I'm so confused. I don't know what went wrong here. I'm actually a little annoyed with this book. I feel like the quality has decreased from one book to the next. Ghost was such a great book, but I can't say the same about the rest of the series.This one was the worst so far. It's such a shame because I was really looking forward to Sunny's story. He was always one of my favorite characters, and I had such high hopes.It was written in "Dear Diary" style, and unfortunately, I found Sunny's narrative voice to be very annoying. And all those sounds "boom, tish, rrrah, bla", I just couldn't take it.The story would have been so much more touching and emotionally charged had it been written in verse form or regular narrative, but all these diary entries were...kind of lame.There were a few gems in there, and that doesn't surprise me because I know what Jason Reynolds is capable of. I give it a 2 stars, because I'm biased and I love Reynolds. But in truth, I'm not sure it deserves more than a star.
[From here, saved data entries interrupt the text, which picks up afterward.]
Issue #3640, opened 2016-10-15
[nginx] IPv6 support?


emilstahl:
Currently the nginx plugin adds:
`listen 443 ssl; # managed by Certbot`

It should add the following for IPv6 support:

```
listen 443 ssl; # managed by Certbot
listen [::]:443 ssl; # managed by Certbot
```

~An option for HTTP 2 would be nice too, either by specifying `--http2` flag or just check nginx for compatibility.;~

```
listen 443 ssl http2;
listen [::]:443 ssl http2;
```

bmw:
@emilstahl, thanks for making this issue. I created #3646 so we can trick the issues of IPv6 and HTTP2 separately.

kirelagin:
Actually, it is not entirely safe. In older versions of nginx the `ipv6only` was `off` by default, so having these two lines you propose at the same time would break the config.

I’d say that `ipv6only=on` should be added to the `listen [::]:443` line, but, AFAIU, this option is Linux-only and I’m not sure how nginx will respond to it on other OSes.

jkldgoefgkljefogeg:
`ipv6only=on` is the default.   https://nginx.org/en/docs/http/ngx_http_core_module.html#listen
For a server config with `listen [::]:80;`, certbox does not generate `listen [::]:443;` At least user should be warned IPv6 SSL was not enabled.

jplatte:
@bmw So what's the current state of this? You closed this issue in #5178, but then seem to have reverted your changes. Should this issue be re-opened?

ohemorange:
@jplatte: We then unreverted the changes. The latest version of Certbot supports IPv6; see some caveats that we plan to fix in https://github.com/certbot/certbot/issues/5438.

PR #5178, opened 2017-10-08
Nginx IPv6 support

joohoi:
Adds support for IPv6 to Nginx plugin.
This PR adds IPv6 address handling in similar way that IPv4 is currently handled (wildcard listen directives if needed etc).

IPv6 listens are written to server block and the temporary challenge vhost only if the selected vhost in question is configured to use IPv6 in the first place.

ipv6only=on is added if it doesn't exist in any server block beforehand. It can be defined only once per addr:port pair in the configuration. This is needed to avoid socket bind errors caused by IPv6 wildcard `[::]:443` opening both IPv4 and IPv6 sockets and conflicting with already opened IPv4 socket.

Fixes: #3640


bmw:

certbot-nginx/certbot_nginx/configurator.py
```diff
@@ -443,15 +470,29 @@ def _make_server_ssl(self, vhost):
...
+        ipv6_block = ['']
+        if vhost.ipv6_enabled():
+            ipv6_block = ['\n    ',
+                            'listen',
+                            ' ',
+                            '[::]:{0} ssl'.format(self.config.tls_sni_01_port)]
+            if not ipv6info[1]:
+                # ipv6only=on is absent in global config
+                ipv6_block.append(' ')
+                ipv6_block.append('ipv6only=on')
```
ohemorange: Is there any reason not to always append `ipv6only=on`? It will sometimes be unnecessary, but it seems more robust to always explicitly include it instead of relying on existing things in the server block.

certbot-nginx/certbot_nginx/configurator.py
```diff
@@ -443,15 +470,29 @@ def _make_server_ssl(self, vhost):
...
+
         snakeoil_cert, snakeoil_key = self._get_snakeoil_paths()
 
         ssl_block = ([
+            ipv6_block,
             ['\n    ', 'listen', ' ', '{0} ssl'.format(self.config.tls_sni_01_port)],
```
ohemorange: Actually, why add it as a separate directive at all, instead of just a single `listen [::]:443 ssl ipv6only=off` if appropriate and `listen 443 ssl` otherwise? Does that interact poorly with FreeBSD networking or something?

certbot-nginx/certbot_nginx/obj.py
```diff
@@ -73,8 +88,10 @@ def fromstring(cls, str_addr):
                 ssl = True
             elif nextpart == 'default_server':
                 default = True
+            elif nextpart == "ipv6only=on":
```
ohemorange: What do we want this variable to represent? "Was ipv6only=on explicitly set" is what it currently is. That's not the same as "is ipv6only on for this address", because the default varies by Nginx version.

certbot-nginx/certbot_nginx/tls_sni_01.py
```diff
@@ -51,6 +51,9 @@ def perform(self):
         default_addr = "{0} ssl".format(
             self.configurator.config.tls_sni_01_port)
 
+        ipv6info = self.configurator.ipv6_info(
```
ohemorange: can you name the resulting booleans for clarity?

certbot-nginx/certbot_nginx/tls_sni_01.py
```diff
@@ -63,7 +66,17 @@ def perform(self):
             if vhost.addrs:
                 addresses.append(list(vhost.addrs))
             else:
-                addresses.append([obj.Addr.fromstring(default_addr)])
+                if ipv6info[0]:
```
ohemorange: Actually, what happens if we listen on both IPv6 and IPv4 even if IPv6 isn't enabled in Nginx or for the site? Does it crash? Or does it still work? Why only listen on IPv6 if the config is already doing so, for the default?

certbot-nginx/certbot_nginx/configurator.py
joohoi: ipv6only=on can unfortunately exist only once per IP:PORT pair, duplicate entries result into nginx not being able to start.

certbot-nginx/certbot_nginx/configurator.py
joohoi: Yeah, dual stack socket is a Linux only thing, unfortunately.

certbot-nginx/certbot_nginx/obj.py
joohoi: ipv6only=on can exist only once throughout Nginx configuration, having it explicitly set on two different server blocks would cause Nginx to error out.

certbot-nginx/certbot_nginx/configurator.py
ohemorange: awesome, classic

certbot-nginx/certbot_nginx/tls_sni_01.py
joohoi: Yeah, improves readability quite a bit, done.

certbot-nginx/certbot_nginx/tls_sni_01.py
joohoi: Nginx will not start if listen [::] is defined and it's built without IPv6 support. However we're only listening IPv6 if the originating server block had IPv6 configuration (so we would have caught the problem already at the configtest). We need to add it here for port 443 too to be able to answer the TLS-SNI challenge.

certbot-nginx/certbot_nginx/configurator.py
```diff
@@ -257,6 +257,31 @@ def choose_vhost(self, target_name, raise_if_no_match=True):
 
         return vhost
 
+
+    def ipv6_info(self, port):
```
ohemorange: would you mind moving this to `parser.py`? since it's used both here and in `tls_sni_01`.

certbot-nginx/certbot_nginx/tls_sni_01.py
```diff
@@ -51,14 +51,28 @@ def perform(self):
...
+                    ipv6_addr = "[::]:{0} ssl".format(
+                        self.configurator.config.tls_sni_01_port)
+                    if not ipv6only:
+                        # If ipv6only=on is not already present in the config
+                        ipv6_addr = ipv6_addr + " ipv6only=on"
+                    addresses.append([obj.Addr.fromstring(default_addr),
+                                      obj.Addr.fromstring(ipv6_addr)])
+                else:
+                    addresses.append([obj.Addr.fromstring(default_addr)])
+                    logger.info("Using default address %s for TLSSNI01 authentication.",
```
ohemorange: We should also log this when doing ipv6

certbot-nginx/certbot_nginx/configurator.py
```diff
@@ -484,15 +512,29 @@ def _make_server_ssl(self, vhost):
...
+            if not ipv6info[1]:
+                # ipv6only=on is absent in global config
+                ipv6_block.append(' ')
+                ipv6_block.append('ipv6only=on')
+
         snakeoil_cert, snakeoil_key = self._get_snakeoil_paths()
 
         ssl_block = ([
+            ipv6_block,
             ['\n    ', 'listen', ' ', '{0} ssl'.format(self.config.tls_sni_01_port)],
```
ohemorange: Hm, we should probably not be adding `listen 443` if there is an ipv6 80 listen but no ipv4 80 listen in the server block.

certbot-nginx/certbot_nginx/configurator.py
joohoi: Wouldn't we be calling `parser` through `configurator` anyway from `tls_sni_01`?

certbot-nginx/certbot_nginx/configurator.py
joohoi: That's right, fixed!

certbot-nginx/certbot_nginx/tls_sni_01.py
joohoi: Fixed

PR #5182, opened 2017-10-10
Update brew before installing packages

bmw:
This hopefully fixes the problem seen [here](https://travis-ci.org/certbot/certbot/jobs/285601018).


bmw:
Unless something else in the Travis environment suddenly changes, master is broken until this (or another PR like it) lands.

PR #5183, opened 2017-10-11
Skip menu in webroot plugin when there's nothing to choose from

joohoi:
Do not present user a webroot map menu when the only thing to select is "Enter a new webroot". This might confuse the user to try and input webroot path here, which then again will result into somewhat uninformative error message: `** Invalid input **`. 

I stumbled upon this while helping on IRC, and figured it'd be a trivial fix.

Old behaviour:
```
$ certbot certonly --webroot -d example.com
Plugins selected: Authenticator webroot, Installer None
Obtaining a new certificate
http-01 challenge for example.com

Select the webroot for example.com:
1: Enter a new webroot
Press 1 [enter] to confirm the selection (press 'c' to cancel): 1
Input the webroot for example.com: (Enter 'c' to cancel): /path/to/webroot
...
```

New behaviour:
```
$ certbot certonly --staging --webroot -d example.com
Plugins selected: Authenticator webroot, Installer None
Obtaining a new certificate
http-01 challenge for example.com
Input the webroot for example.com: (Enter 'c' to cancel): /path/to/webroot
...
```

Again! He did it again! Left us wanting more! I love his characters and the emotional integrity and plot development! I want to read the next one as soon as possible! The voices come to life. The conflicts are universal. My son and I read the book out loud to each other. It’s great bonding time! We laughed out loud as well as many more emotions.
Jason Reynolds has done it again! Sunny’s story is beautifully written in a diary that I want to read over and over again.
got this for my son. he loves reading Jason Reynolds' books. That says a lot about Reynolds' writings. It's almost impossible to get my son to read. but he goes out of the way to get me to buy him Jason's books and he reads them right right away. Thanks for being able to appeal to boys like my son.
This was a #bookaday for me! What a wonderful third installment. It was a terrific story about loss, grief, forgiveness and moving on. Another fantastic middle grade novel from the incredible Jason Reynolds. So fortunate to have his books in the world. Keep writing, man!
I purchased Sunny, Lu, and Ghost for my 13 year old granddaughter, and her parents purchased Patina. She thoroughly enjoyed all.
Jason Reynolds is amazing. My little brother loves this series so much.